= Hank Marino =

American ten-pin bowler

Enrico Salvano "Hank" Marino (November 27, 1889 - July 12, 1976) was one of the world's top ten-pin bowling champions of the 1930s, with a career that lasted half a century.

Born in Palermo, Sicily, Marino came to Chicago when he was 11 years old, and started bowling in 1912 while working as a barber. Within four years he had won his first bowling championship, the 1916 American Bowling Congress Doubles, becoming known as "the Italian Wonder of Bowling".

In 1930 Marino moved to Milwaukee to open a bowling alley, but joined the Heil Products team and soon became a global star on the bowling circuit. On May 20, 1935 he won the BPAA national match game singles title, holding it for 2 1/2 years before surrendering it on December 19, 1937, and retiring undefeated in January 1938. Meanwhile, in 1936 he took the All Events Title at the International Bowling Association Tournament in Berlin, Germany, while his team the Milwaukee Heils (including Ned Day and Charley Daw) won the team title.
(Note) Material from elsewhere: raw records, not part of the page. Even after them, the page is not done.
PR #178, opened 2016-12-19
Prefer node channel over websocket channel when both available

### LINKED ISSUE #154: neo4j-driver in electron apps
Hello,

I tried to use the (very cool) neo4j-driver within an electron app. [http://electron.atom.io/](http://electron.atom.io/) and faced this error: 

`Uncaught Error: Don't know how to send buffer: NodeBuffer( position=0 )60 60 b0 17 00 00 00 01 00 00 00 00 00 00 00 00 00 00 00 00`

See also: [Stackoverflow](http://stackoverflow.com/questions/37465563/neo4j-official-javascript-driver-with-electron)

I found a possible solution for that:

If you change the order of the first two if blocks here:
[L65 in connector.js](https://github.com/neo4j/neo4j-javascript-driver/blob/1.1/lib/v1/internal/connector.js#L65)

to:

``` javascript
var Channel = undefined;
if (_chNode2["default"].available) {
  Channel = _chNode2["default"].channel;
}else if (_chWebsocket2["default"].available) {
  Channel = _chWebsocket2["default"].channel;
}else {
  throw (0, _error.newError)("Fatal: No compatible transport available. Need to run on a platform with the WebSocket API.");
}
```

It works perfectly.

If changing the order of the if-blocks doesn't interfere with anything else, I would suggest to change them in ordner to make the driver working in electron apps.

lutovich:
Fixes #154

### DIFF
--- a/src/v1/internal/connector.js
+++ b/src/v1/internal/connector.js
@@ -26,11 +26,11 @@ import {Node, Relationship, UnboundRelationship, Path, PathSegment} from '../gra
 import {newError} from './../error';
 
 let Channel;
-if( WebSocketChannel.available ) {
-    Channel = WebSocketChannel.channel;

Marino was elected a charter member of the bowling Hall of the Fame in 1941, polling the largest number of votes. In 1951 a national newspaper poll named him Bowler of the Half-Century. The 1999 Bowlers Journal ranking of 20th Century bowlers rated him #4.

Marino rolled five 800 series and 11 300 games. In 1971 he received the Flowers for the Living Award and was inducted into the Wisconsin Bowling Hall of Fame in 1992. He was elected to the National Italian American Sports Hall of Fame in 1980.

Around 1941 he marketed Hank Marino's Miniature Bowling Alley.